A hearing check up should be part of your health routine. Waiting for some noticeable hearing loss can result in irreversible deafness.
In children, hearing check up appointments should be regularly carried out as the child develops. In adults, many will wait until some noticeable loss of hearing has occurred before visiting a local clinic or an ENT department at a local hospital.
However, many adults with hearing loss could just have an excessive build-up of fluid or wax in the canal. This is a condition that can easily be cleared up within minutes of visiting a clinic or doctor, where the patient’s mind can then easily be put to rest in the process.
A hearing test will determine what the right support a patient needs. A hearing check up in the very young should take place at regular intervals from when baby is just a few months old. Many states will run hearing screening programs specifically designed for a new born and an infant child.
The first few months and early years of any infant’s life are critical to development. If there are any problems in later life, it can be at this crucial time when things could go wrong.
That doesn’t mean that an infant who does not receive any form of regular hearing check ups will automatically have problems in later life. It is the regular appointments to test for hearing deficits that make sure we nurture the infant child – in much the same way as one would nurse a tiny plant or protect a sapling until it is strong enough to take root.
Children’s hearing tests are often part of an overall health assessment. An audiologist would look into the ear canal and check for a fully functioning hearing system. Usually sounds of a different pitch or tone will be played through an earpiece or headphone set and the changing volumes and levels of sound are measured against how well the child responded.

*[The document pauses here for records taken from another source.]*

PR #1386, opened 2022-02-09
Restore custom `distutils` handling for resolving paths to submodules.

jacobtylerwalls:
## Steps

## Description
I understand @DanielNoord wants to bisect before evaluating a path forward. But this test case fails without these changes, so it could be a sufficient way forward.

## Type of Changes

## Related Issue

Refs https://github.com/PyCQA/pylint/issues/5645

### DIFF
--- a/.github/workflows/ci.yaml
+++ b/.github/workflows/ci.yaml
@@ -434,5 +434,6 @@ jobs:
           python -m pip install -e .
       - name: Test distutils edge case
         run: |
+          . venv2\scripts\activate
           echo "import distutils.util  # pylint: disable=unused-import" > test.py
-          python -m pylint test.py
+          pylint test.py
--- a/.github/workflows/ci.yaml
+++ b/.github/workflows/ci.yaml
@@ -406,38 +406,3 @@ jobs:
         run: |
           . venv/bin/activate
           pytest tests/
-
-  specific-virtualenv-test:
-    name: Regression test for virtualenv==15.1.0 on Windows
-    runs-on: windows-latest
-    timeout-minutes: 5
-    steps:
-      - name: Check out code from GitHub
-        uses: actions/checkout@v2.3.4
-      - name: Set up Python ${{ matrix.python-version }}
-        id: python
-        uses: actions/setup-python@v2.2.1
-        with:
-          python-version: ${{ matrix.python-version }}
-      - name: Restore Python virtual environment
-        id: cache-virtualenv15
-        uses: actions/cache@v2.1.4
-        with:
-          path: venv2
-          key: >-
-            ${{ runner.os }}-virtualenv15
-          restore-keys: |
-            ${{ runner.os }}-virtualenv15-${{ env.CACHE_VERSION }}
-      - name: Create Python virtual environment with virtualenv==15.1.0
-        if: steps.cache-virtualenv15_1_0.outputs.cache-hit != 'true'
-        run: |
-          python -m pip install virtualenv==15.1.0
-          python -m virtualenv venv2
-          . venv2\scripts\activate
-          python -m pip install pylint
-          python -m pip install -e .
-      - name: Test distutils edge case
-        run: |
-          . venv2\scripts\activate
-          echo "import distutils.util  # pylint: disable=unused-import" > test.py
-          pylint test.py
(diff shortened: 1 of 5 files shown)


.github/workflows/ci.yaml
```diff
@@ -406,3 +406,29 @@ jobs:
         run: |
           . venv/bin/activate
           pytest tests/
+
+  extra-special-test-case:
+    name: Test case that requires specific virtualenv
```
jacobtylerwalls, line 411: Obviously we're not going to merge it like this.

DanielNoord:
I wonder how we can fully test this..
This does seem like it would work though.

@cdce8p What do you think? Try this and see if the problems go away?

jacobtylerwalls:
> I wonder how we can fully test this..

I mean, we _could_ add the CI step in this PR if we really want to have an extra workflow that only runs one corner case!

.github/workflows/ci.yaml
jacobtylerwalls: I improved this CI step to give us the option of merging it.

Pierre-Sassoulas (approved):
Thank you @jacobtylerwalls. We just need to remove the temporary CI job before merging, right ?

DanielNoord:
Do we though? Won't the CI job be a nice test to see this actually works?

jacobtylerwalls:
Fine with me. I added caching to make it more efficient.

cdce8p (approved):
The change looks like it should work! I'm just not sure that we should run the CI job for every time. It's excellent to have but maybe better as part of an optional CI suite?

What do you guys think about moving it to a separate workflow file and using the `workflow_dispatch` event to trigger it whenever we need to? For that case, it would make sense to add a small comment in the code mentioning the workflow and that it can be run manually. Lastly, the caching could probably be removed. Although slightly more efficient, it can also create unexpected issues. If only run on request, there likely won't be any cache which can be restored to begin with.

An alternative would be to add `if: false` to the job. It would also be trivial to change it to `true` whenever we need to work on it (which itself shouldn't be all too often).

After writing this, I'm just slightly leaning towards the latter option.

jacobtylerwalls:
I'm thinking along the lines of the former option: what about creating a "release testing" CI workflow with `on: workflow_dispatch`, and then adding a reminder to the release.md checklist to remember to run it before releases?

cdce8p:
> The issue is then that we can tag buggy commit and have nothing released.

The idea was to have run automatically for every release. I still wanted to keep the manual trigger.
You do have a point though that deleting a tag is quite some work. Let's do just the `workflow_dispatch` trigger then with a note in `release.md` as suggested.

.github/workflows/release-tests.yml
```diff
@@ -0,0 +1,32 @@
+name: Release tests
+
+on: workflow_dispatch
+
+env:
+  DEFAULT_PYTHON: 3.8
+
+jobs:
+  virtualenv-15-windows-test:
+    name: Regression test for virtualenv==15.1.0 on Windows
```
cdce8p, line 10: Last two 🙂

I believe it's possible to add comments in workflow files too. It would be great if we could link to the PR here just to have a reference later why it was created.

astroid/interpreter/_import/spec.py
```diff
@@ -160,6 +161,20 @@ def contribute_to_path(self, spec, processed):
                 for p in sys.path
                 if os.path.isdir(os.path.join(p, *processed))
             ]
+        elif spec.name == "distutils":
+            # virtualenv below 20.0 patches distutils in an unexpected way
+            # so we just find the location of distutils that will be
+            # imported to avoid spurious import-error messages
```
cdce8p, line 167: A PR (or issue) link could also be helpful here.

cdce8p:
Thanks @jacobtylerwalls 🐬

DanielNoord:
@ everybody, do we want to test this as well in `pylint`? I don't think so right? (Seeing the difficulty of doing so in `astroid`). If not we can also close the `pylint` issue I think.

cdce8p:
> @ everybody, do we want to test this as well in `pylint`? I don't think so right? (Seeing the difficulty of doing so in `astroid`). If not we can also close the `pylint` issue I think.

Yeah, let's close the `pylint` issue. The test here should be enough.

If you are concerned about a child’s hearing levels, they may require a hearing aid from a young age. Your audiologist would be able to recommend an appropriate hearing aid for your child. Even so, the vast majority of cases are simple conditions like an ear infection or ear wax.
It is not uncommon for teenagers to be exposed to loud noises and environments where there is a lot of potentially-damaging sounds. Parties, going out to see rock bands and similar can contribute to conditions that might affect the ear and trigger hearing loss.
Teenagers tend to have more wax build up in the ear canals than children or adults, so there is a good chance an issue is likely to be something temporary and treatable. But even so, a hearing check up is still the best option.
Hearing loss is something that would normally come to us all. It is part of a natural ageing process and although we can slow down the speed at which we lose the ability to hear, we cannot prevent it altogether.
Almost all Americans will have their teeth checked every six months and visit the opticians on an annual basis. So why do we not routinely get our hearing checked with the same level of diligence?
Eyes and teeth have a tendency to scream out that something is wrong. When we can no longer read our text messages on the phone, look at that distant road sign or see the television with the clarity we once did; and when you get a toothache, you quickly get to know all about it and alarm bells begin ringing!
However, ears and the performance of our hearing system fails to set off the sirens a sudden loss of sight or a pounding toothache usually would. Hearing loss is slow, gradual and often takes decades.
Older patients are most at risk from hearing loss as the condition is an ageing process. But all too many older patients will simply turn up the television set, cup a hand to their ears to hear another person speak or watch their lips.
What many elderly patients might not realise is that a hearing check up can help monitor ear health over time. And of course, it can check levels of hearing loss too. It can be surprising to learn just how much better you can hear when all that wax is gone!
A hearing check up also discovers further treatment advice for people with common conditions like tinnitus and rarer ailments like otosclerosis. So, if you are over 60 and have never had a hearing test before, then the time has come to book one in now. Also, if you:
- Have difficulty following conversations others are having and lose interest or concentration.
- Keep turning the television or radio up louder than other family members find it comfortable.
- You keep on mishearing or misunderstanding some words of a conversation – particularly in a room with plenty of background noise.
- It has been more than two years since the last hearing test.
It is time for a hearing check up if you meet these criteria.
I’ve had a Test and I Have Hearing Loss. What Happens Next?
Not all hearing loss issues are a part of the ageing process. You may be suffering from a medical condition, in which case you can go back to a doctor for more treatment and advice at the surgery. If not, the audiologist will advise a patient on the next steps to take. If your audiologist thinks it necessary, they will advise you to choose from a range of hearing aids.